YOUR TASK: Collect from the data below each line with "const".
"""
Issue #236, opened 2021-05-18
[Feature] Add support for default configuration and reduce boilerplate


codesankalp:
Avoid having to repeat the whole configuration options: right now the configuration of each organization contains a lot of boilerplate. We shall introduce default configurations and ensure the application works also when the configuration file of a specific organization misses a piece of configuration.

When the ability to remove specific sections or fields is needed, right now we resorted to deleting the specific part of the configuration, but once we introduce this change we will have to ensure the configuration options that would have been removed can be set to null to obtain the same result

Issue #235, opened 2021-05-18
[feature] Implement get text like translations


codesankalp:
Implement get a text like translations: right now translations have to be defined in the configuration file of each organization, repeating the same text over and over, we should avoid this and store the translations in a central place;

However, being able to customize the text for each organization is a great feature and should still be possible if needed.

nemesisdesign:
I'd like to ask suggestions from @R9295 with whom I am working on some other project in which we used https://ttag.js.org/ to do this.

Aarnav, here we'll need to do the same thing, with the difference that texts can be overridden by configuration if needed.
If you have any suggestion or recommendation, let us know!

R9295:
Since there is an express backend, you could lazy load the files that ```ttag``` needs (```.po.json```) depending on the locale, which is ideal. I will think a bit more about dynamic po file generation based on the config.

nemesisdesign:
What if we define all strings as placeholders and then have po files for each language, including english?
We could then tweak the code to look for custom po files first, and if the customized versions are found the default po files are ignored.

For example, by default the app would look for:

1. `{languagecode}_custom.po`
2. `{languagecode}.po`

By default option 1 will not be provided, but users of this app can prepare a custom po file with different wording if needed.
That means that by default, option 2 is used.

PR #264, opened 2021-06-07
[feature] Password with eye icon

### LINKED ISSUE #263: [feature] Password with eye icon
On mobile devices dealing with the password fields can be annoying, we could create a simple component that handles this, or reuse a third party solution (provided it's lightweight, eg: https://github.com/psd8/react-password-toggle-icon).

We could then use this component in:

- login
- registration
- change password
- confirm reset password

codesankalp:
Closes #263


.gitignore
```diff
@@ -34,6 +34,7 @@ yarn-error.log*
 client/config.json
 !client/assets/
 client/assets/*
+!client/assets/**.svg
```
nemesisdesign, line 37: are you sure it wouldn't better to explicitly specify the eye icons? Otherwise don't we risk someone to commit their own SVG files into this repo?

client/index.css
```diff
@@ -265,3 +265,19 @@ h1 {
     font-size: 16px;
   }
 }
+.eye {
+  content: url("assets/eye.svg");
+  width: 30px;
```
nemesisdesign, line 270: the width can be made a bit smaller

client/index.css
```diff
@@ -265,3 +265,19 @@ h1 {
...
+  float: right;
+  margin-top: -35px;
+  margin-right: 5px;
```
nemesisdesign, line 273: we can increase a bit margin on the right to increase whitespace

client/index.css
```diff
@@ -265,3 +265,19 @@ h1 {
...
+  position: relative;
+}
+.eye-slash {
+  content: url("assets/eye-slash.svg");
+  width: 30px;
+  float: right;
+  margin-top: -35px;
+  margin-right: 5px;
+  position: relative;
```
nemesisdesign, line 282: same on this icon

client/utils/password-toggle.js
```diff
@@ -0,0 +1,69 @@
...
+            : "password",
+        );
+      },
+    );
+  }
+
+  render() {
+    const {inputRef, parentClassName} = this.props;
+    const showPasswordIcon = () => <i className="eye" />;
+    const hidePasswordIcon = () => <i className="eye-slash" />;
```
nemesisdesign, line 40: can you please add a `title` attribute so that if the user leaves the mouse on the icon a hint will appear?

Eg:

- reveal password
- hide password

The only problem is how to make this strings translatable, with the current system we'd have to define it in the YAML, maybe defining it just once and passing that value to the component is enough for now, but for sure soon we'll have to start working on the [translation issue](https://github.com/openwisp/openwisp-wifi-login-pages/issues/235).

.gitignore
nemesisdesign, line 37: are you sure it wouldn't better to explicitly specify the eye icons? Otherwise don't we risk someone to commit their own SVG files into this repo?

nemesisdesign (changes requested):
Great work @codesankalp!

The icon chosen is a bit intimidating though:

Screenshot from 2021-06-07 16-47-25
"""
TASK OUTPUT:
+    const {inputRef, parentClassName} = this.props;
+    const showPasswordIcon = () => <i className="eye" />;
+    const hidePasswordIcon = () => <i className="eye-slash" />;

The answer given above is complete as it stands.